**AIM OF THE TASK:** In this exercise, the entries below are to be transcribed exactly, line by line.

[Dataset items]
────
Issue #3911, opened 2020-04-07
Not able to bind one key for two different cmd under two different contexts


KevCui:
#### Problem Description

I'd like to bind `l` key as `console.nav.select` on `flowlist` and `console.nav.right` on `flowview`.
────
**EXERCISE SOLUTION:**
Issue #3911, opened 2020-04-07
Not able to bind one key for two different cmd under two different contexts


KevCui:
#### Problem Description

I'd like to bind `l` key as `console.nav.select` on `flowlist` and `console.nav.right` on `flowview`.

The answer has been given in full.